Information supplied
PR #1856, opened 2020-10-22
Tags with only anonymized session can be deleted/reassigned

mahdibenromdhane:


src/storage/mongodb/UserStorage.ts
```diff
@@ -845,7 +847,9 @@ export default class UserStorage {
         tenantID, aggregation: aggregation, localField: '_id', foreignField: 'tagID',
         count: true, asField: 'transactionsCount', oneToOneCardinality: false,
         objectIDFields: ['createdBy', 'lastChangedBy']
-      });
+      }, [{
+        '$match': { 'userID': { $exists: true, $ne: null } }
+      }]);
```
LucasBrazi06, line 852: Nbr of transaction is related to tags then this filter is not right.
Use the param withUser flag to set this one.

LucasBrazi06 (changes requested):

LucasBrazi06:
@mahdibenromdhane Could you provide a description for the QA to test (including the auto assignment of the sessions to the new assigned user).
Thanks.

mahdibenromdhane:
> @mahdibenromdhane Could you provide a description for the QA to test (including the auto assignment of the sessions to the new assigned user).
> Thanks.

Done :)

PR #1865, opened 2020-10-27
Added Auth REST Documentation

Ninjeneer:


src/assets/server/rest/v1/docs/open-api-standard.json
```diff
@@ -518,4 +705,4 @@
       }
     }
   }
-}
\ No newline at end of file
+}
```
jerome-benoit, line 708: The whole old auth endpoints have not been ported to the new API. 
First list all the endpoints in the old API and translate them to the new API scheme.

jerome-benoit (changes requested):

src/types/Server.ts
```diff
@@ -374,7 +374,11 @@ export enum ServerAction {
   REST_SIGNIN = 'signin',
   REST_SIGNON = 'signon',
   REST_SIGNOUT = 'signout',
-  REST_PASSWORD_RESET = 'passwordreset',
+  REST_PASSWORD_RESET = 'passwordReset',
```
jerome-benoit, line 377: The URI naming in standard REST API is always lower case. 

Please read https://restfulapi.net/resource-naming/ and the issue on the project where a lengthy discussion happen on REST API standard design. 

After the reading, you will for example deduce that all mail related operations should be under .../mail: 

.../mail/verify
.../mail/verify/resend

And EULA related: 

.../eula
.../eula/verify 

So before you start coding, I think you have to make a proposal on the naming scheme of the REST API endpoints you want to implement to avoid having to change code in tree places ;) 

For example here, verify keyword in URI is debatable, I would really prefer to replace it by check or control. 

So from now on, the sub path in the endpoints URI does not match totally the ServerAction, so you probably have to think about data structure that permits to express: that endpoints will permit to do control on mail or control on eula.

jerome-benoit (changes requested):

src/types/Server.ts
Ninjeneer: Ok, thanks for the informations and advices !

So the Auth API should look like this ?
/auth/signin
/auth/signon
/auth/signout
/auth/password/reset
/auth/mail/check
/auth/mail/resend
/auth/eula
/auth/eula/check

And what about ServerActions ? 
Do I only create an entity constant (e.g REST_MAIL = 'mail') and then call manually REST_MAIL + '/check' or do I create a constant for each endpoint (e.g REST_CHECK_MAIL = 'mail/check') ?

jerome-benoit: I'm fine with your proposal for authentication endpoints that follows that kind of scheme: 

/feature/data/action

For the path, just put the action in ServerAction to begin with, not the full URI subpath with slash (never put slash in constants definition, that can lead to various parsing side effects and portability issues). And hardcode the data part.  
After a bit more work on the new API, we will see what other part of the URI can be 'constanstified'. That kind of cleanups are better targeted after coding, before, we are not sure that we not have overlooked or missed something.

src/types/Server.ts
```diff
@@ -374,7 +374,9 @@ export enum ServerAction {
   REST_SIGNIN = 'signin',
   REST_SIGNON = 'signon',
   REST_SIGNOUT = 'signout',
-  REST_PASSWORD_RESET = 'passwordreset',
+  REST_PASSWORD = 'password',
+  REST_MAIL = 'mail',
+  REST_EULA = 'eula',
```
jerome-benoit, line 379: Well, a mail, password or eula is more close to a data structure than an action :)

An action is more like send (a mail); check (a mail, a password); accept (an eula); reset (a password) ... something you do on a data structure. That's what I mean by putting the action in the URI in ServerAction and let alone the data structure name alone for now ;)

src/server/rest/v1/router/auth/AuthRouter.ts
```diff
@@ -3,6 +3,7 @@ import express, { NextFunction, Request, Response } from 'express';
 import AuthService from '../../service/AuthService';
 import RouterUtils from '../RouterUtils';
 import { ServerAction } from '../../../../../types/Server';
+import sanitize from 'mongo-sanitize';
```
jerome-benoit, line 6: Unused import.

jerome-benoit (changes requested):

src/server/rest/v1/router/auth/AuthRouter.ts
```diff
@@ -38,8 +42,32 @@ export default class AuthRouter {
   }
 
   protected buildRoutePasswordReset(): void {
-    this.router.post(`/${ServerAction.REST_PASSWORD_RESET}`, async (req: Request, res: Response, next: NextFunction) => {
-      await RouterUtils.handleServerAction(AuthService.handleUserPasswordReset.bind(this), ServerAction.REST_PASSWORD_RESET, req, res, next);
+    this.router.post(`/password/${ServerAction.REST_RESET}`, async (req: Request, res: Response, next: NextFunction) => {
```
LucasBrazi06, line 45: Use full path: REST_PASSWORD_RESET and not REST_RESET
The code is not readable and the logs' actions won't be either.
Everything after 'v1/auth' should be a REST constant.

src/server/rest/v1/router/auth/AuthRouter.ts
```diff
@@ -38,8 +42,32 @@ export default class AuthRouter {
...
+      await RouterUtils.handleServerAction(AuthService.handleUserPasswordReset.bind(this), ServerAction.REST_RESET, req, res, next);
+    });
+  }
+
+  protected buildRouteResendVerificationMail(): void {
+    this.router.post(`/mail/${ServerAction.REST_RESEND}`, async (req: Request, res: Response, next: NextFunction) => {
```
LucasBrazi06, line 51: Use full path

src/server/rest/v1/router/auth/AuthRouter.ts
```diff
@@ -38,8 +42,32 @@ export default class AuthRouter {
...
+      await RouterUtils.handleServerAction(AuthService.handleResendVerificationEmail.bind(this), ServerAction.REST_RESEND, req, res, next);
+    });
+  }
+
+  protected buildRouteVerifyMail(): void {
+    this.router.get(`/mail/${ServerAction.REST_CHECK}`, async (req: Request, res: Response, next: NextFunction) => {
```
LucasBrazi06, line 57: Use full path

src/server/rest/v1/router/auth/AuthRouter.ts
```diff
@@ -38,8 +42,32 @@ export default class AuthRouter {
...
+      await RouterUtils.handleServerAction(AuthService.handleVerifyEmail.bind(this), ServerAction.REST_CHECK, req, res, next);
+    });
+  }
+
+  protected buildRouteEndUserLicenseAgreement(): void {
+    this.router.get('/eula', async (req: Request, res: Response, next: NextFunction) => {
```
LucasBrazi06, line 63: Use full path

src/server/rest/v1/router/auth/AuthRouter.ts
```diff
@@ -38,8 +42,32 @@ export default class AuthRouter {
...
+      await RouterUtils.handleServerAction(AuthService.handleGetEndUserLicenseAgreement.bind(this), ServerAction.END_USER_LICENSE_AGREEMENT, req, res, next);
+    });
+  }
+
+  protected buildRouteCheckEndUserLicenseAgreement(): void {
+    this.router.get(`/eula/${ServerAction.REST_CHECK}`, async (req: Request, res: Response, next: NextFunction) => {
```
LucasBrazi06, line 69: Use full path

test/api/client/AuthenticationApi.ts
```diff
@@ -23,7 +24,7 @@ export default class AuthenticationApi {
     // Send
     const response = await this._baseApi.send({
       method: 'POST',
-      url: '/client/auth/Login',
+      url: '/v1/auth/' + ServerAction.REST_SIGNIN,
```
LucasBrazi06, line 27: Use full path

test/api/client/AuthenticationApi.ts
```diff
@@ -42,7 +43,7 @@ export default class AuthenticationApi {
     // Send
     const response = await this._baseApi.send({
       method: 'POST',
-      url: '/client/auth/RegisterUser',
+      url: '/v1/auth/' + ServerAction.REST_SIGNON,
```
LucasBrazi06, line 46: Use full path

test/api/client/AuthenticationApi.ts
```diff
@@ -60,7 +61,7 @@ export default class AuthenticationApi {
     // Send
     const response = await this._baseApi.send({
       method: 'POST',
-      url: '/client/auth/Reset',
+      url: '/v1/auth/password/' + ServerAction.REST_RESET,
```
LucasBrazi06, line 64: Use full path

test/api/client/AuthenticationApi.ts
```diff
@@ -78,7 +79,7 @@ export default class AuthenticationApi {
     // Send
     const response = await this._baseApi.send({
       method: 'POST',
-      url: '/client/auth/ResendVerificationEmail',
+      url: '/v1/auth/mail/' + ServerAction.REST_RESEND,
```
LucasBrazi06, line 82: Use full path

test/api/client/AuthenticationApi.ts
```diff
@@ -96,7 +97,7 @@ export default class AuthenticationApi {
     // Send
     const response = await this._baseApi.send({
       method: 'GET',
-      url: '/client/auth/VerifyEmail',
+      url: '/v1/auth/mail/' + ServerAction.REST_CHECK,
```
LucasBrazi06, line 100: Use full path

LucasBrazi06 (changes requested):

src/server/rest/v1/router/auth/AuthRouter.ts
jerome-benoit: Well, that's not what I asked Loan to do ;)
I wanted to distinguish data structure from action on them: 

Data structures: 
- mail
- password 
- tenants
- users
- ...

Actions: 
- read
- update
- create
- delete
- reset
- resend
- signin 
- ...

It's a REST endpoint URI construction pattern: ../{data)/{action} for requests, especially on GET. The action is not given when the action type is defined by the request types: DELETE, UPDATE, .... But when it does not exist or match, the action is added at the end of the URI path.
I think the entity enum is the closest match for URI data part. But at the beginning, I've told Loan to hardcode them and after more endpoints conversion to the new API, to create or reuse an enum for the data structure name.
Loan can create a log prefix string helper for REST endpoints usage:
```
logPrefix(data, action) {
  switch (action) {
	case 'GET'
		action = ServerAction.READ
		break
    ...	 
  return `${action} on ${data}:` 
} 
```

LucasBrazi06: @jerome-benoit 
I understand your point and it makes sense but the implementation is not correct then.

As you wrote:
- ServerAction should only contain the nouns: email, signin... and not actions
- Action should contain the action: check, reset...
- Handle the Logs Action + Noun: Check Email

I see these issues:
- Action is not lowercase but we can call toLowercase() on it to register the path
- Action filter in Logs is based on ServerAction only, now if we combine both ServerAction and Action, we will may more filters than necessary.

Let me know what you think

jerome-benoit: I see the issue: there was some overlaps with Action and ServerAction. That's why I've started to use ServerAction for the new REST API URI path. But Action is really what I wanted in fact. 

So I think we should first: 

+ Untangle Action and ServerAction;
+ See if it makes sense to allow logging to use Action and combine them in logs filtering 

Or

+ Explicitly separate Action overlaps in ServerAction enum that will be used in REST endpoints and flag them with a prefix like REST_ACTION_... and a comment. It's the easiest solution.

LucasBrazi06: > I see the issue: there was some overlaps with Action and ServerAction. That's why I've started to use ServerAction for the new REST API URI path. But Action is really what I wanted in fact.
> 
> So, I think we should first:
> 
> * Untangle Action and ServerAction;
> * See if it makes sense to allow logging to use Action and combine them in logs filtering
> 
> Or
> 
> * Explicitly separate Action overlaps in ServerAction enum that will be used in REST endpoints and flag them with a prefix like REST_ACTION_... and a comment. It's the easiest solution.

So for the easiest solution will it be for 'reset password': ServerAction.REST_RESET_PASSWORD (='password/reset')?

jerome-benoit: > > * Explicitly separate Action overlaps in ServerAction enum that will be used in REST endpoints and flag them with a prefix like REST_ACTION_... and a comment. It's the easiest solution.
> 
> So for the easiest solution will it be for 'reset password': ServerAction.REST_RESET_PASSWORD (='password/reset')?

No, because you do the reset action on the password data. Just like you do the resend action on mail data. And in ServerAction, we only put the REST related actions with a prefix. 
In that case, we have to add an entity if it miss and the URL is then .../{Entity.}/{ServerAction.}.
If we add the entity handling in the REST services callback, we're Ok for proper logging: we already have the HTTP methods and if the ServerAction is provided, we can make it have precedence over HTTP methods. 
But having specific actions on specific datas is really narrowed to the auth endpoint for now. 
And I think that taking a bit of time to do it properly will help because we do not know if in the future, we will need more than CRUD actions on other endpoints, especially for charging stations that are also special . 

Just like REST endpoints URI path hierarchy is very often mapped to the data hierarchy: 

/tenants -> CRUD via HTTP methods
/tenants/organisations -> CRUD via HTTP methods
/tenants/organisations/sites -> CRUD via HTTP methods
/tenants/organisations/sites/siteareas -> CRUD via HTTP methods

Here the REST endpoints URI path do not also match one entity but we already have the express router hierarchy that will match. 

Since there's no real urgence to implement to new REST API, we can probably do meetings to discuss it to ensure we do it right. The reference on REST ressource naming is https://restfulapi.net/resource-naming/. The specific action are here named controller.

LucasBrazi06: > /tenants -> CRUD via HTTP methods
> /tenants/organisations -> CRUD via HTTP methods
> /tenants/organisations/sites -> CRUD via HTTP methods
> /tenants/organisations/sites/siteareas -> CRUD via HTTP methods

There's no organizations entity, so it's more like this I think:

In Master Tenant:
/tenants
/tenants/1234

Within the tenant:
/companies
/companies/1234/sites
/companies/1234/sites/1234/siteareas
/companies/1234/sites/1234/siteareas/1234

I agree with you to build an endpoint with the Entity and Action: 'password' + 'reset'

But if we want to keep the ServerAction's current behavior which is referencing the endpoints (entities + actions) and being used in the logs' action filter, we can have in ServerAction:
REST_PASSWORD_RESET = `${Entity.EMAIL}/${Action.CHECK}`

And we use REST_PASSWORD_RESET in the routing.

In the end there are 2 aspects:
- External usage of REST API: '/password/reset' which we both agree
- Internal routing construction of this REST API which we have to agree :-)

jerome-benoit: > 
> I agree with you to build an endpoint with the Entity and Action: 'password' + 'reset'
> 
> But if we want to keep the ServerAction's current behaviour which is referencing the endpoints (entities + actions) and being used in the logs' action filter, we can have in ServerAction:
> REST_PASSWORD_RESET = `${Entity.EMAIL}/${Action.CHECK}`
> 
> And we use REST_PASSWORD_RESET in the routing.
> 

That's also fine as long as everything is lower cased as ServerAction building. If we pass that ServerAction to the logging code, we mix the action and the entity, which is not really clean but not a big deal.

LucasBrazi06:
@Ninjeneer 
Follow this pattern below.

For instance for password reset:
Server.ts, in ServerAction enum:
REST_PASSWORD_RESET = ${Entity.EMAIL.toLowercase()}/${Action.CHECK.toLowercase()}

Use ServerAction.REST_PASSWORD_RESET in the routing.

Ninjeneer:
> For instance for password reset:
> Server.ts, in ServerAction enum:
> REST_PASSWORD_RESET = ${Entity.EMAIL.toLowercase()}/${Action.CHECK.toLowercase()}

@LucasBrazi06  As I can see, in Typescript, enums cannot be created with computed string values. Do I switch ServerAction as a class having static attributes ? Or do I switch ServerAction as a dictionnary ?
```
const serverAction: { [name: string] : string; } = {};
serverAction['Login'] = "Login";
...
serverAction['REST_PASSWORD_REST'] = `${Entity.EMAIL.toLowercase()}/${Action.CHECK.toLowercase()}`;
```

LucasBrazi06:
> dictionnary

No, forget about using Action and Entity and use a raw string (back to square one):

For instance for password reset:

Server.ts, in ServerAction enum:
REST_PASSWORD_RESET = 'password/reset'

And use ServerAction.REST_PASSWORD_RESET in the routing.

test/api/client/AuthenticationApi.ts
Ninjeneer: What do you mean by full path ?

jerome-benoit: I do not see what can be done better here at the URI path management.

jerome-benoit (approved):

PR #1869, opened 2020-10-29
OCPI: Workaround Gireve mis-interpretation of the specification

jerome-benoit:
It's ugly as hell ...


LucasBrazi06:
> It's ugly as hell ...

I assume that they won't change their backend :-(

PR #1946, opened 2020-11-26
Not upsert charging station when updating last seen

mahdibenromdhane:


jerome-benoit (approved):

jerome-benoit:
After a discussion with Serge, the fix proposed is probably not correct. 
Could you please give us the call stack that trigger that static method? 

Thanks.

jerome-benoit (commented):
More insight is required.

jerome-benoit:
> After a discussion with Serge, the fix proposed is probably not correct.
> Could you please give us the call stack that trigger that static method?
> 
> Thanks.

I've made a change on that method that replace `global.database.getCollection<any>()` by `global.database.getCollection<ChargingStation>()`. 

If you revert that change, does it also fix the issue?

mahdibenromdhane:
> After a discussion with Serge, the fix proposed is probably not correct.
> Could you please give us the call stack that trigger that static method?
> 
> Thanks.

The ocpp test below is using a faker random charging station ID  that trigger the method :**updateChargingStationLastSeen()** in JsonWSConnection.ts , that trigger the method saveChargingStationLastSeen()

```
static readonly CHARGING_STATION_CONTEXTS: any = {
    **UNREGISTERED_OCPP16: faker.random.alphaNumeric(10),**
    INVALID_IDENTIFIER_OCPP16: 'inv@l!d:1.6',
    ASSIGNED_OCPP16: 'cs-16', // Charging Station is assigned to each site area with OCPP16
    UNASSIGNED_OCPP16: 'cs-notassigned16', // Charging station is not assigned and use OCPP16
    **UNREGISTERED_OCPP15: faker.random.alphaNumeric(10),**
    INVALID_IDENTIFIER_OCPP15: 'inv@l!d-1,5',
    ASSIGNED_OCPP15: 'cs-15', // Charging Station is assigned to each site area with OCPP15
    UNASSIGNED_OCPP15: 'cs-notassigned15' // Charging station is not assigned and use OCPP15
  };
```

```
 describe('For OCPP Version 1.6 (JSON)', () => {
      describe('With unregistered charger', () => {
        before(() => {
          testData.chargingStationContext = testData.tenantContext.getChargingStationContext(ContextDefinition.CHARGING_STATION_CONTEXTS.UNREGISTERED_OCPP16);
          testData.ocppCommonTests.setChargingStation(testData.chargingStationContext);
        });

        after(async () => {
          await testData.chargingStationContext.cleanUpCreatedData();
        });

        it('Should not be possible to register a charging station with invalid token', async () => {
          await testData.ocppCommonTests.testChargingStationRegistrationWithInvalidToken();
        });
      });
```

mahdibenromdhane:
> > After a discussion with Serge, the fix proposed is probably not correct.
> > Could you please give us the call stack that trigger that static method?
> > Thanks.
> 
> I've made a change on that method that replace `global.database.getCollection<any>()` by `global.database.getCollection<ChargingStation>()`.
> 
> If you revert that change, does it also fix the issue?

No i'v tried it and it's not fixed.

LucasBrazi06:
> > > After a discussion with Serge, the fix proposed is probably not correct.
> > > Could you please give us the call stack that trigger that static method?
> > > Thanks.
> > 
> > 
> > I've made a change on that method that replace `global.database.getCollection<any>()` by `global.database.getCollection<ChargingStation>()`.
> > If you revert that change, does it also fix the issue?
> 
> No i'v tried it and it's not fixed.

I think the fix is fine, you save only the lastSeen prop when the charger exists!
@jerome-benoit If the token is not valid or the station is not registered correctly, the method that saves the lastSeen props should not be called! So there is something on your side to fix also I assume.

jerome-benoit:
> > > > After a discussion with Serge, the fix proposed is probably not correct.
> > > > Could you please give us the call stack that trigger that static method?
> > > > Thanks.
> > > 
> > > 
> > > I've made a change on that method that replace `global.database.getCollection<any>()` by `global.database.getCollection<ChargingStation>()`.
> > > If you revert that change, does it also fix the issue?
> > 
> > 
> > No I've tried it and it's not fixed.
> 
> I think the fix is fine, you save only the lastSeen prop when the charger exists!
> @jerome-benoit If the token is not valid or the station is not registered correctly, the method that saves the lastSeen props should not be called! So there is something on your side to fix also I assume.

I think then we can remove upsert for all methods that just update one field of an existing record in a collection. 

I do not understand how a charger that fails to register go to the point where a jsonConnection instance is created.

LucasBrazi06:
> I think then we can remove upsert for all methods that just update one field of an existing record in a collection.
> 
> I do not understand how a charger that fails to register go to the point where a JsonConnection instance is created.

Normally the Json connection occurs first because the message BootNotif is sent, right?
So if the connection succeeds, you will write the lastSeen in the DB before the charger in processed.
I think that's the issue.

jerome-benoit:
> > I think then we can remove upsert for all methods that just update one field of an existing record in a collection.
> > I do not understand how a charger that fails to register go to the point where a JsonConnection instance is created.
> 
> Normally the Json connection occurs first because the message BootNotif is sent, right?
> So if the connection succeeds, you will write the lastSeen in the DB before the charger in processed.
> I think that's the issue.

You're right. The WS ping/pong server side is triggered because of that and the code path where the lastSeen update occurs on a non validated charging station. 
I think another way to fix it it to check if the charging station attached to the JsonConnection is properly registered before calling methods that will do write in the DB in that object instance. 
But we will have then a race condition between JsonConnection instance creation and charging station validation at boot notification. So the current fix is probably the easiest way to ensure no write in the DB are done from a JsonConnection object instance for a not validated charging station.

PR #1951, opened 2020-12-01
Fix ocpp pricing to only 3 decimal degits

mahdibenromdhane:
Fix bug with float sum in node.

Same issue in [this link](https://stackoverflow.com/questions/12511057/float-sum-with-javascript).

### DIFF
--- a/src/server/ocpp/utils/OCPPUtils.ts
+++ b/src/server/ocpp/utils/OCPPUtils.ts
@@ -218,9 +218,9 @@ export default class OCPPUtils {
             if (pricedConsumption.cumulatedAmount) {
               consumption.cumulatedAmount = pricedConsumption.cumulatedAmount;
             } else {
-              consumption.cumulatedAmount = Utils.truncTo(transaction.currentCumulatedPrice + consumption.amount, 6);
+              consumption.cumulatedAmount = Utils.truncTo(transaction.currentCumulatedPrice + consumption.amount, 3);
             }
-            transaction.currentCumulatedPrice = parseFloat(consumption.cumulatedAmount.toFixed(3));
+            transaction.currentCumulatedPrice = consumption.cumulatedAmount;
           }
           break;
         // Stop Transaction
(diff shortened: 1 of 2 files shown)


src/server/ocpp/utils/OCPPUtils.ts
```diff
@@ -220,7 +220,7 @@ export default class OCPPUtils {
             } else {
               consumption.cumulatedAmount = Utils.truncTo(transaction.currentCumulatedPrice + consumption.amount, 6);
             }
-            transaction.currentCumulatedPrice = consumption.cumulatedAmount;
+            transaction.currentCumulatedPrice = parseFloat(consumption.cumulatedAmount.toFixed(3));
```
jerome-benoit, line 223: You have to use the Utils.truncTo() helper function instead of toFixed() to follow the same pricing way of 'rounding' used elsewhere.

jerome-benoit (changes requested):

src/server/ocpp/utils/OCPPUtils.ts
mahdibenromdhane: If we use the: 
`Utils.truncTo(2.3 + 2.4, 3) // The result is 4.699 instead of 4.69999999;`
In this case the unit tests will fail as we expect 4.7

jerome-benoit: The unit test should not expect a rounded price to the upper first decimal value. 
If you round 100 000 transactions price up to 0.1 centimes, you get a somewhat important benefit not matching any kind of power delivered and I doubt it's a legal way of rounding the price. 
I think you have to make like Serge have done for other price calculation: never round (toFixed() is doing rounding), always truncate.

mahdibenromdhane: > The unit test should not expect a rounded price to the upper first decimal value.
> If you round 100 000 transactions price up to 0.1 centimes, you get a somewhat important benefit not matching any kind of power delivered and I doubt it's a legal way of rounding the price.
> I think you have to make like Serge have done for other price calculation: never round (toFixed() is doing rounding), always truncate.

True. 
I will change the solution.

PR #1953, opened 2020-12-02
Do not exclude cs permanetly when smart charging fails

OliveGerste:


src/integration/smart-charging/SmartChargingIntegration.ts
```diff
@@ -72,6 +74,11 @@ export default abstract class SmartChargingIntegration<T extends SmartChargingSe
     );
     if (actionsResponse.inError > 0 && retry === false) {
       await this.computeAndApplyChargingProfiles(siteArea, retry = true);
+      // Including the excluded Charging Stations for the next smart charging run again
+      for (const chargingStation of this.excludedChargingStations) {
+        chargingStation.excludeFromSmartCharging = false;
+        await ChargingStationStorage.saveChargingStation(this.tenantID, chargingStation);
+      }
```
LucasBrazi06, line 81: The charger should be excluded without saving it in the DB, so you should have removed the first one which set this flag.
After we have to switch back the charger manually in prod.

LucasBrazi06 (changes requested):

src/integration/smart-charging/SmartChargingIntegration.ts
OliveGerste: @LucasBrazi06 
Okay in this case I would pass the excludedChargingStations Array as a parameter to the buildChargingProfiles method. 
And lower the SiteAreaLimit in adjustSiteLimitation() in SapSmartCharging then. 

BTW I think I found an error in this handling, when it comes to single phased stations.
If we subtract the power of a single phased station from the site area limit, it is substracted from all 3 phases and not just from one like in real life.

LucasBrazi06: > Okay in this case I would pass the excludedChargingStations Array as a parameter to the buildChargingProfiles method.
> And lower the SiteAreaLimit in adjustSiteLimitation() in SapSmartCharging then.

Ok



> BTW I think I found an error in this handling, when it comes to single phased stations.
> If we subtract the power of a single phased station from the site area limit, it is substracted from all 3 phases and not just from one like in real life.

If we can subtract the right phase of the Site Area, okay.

Instructions for the task
Every line above that contains the word "upper" should be reported.

Response box
jerome-benoit: The unit test should not expect a rounded price to the upper first decimal value. 
mahdibenromdhane: > The unit test should not expect a rounded price to the upper first decimal value.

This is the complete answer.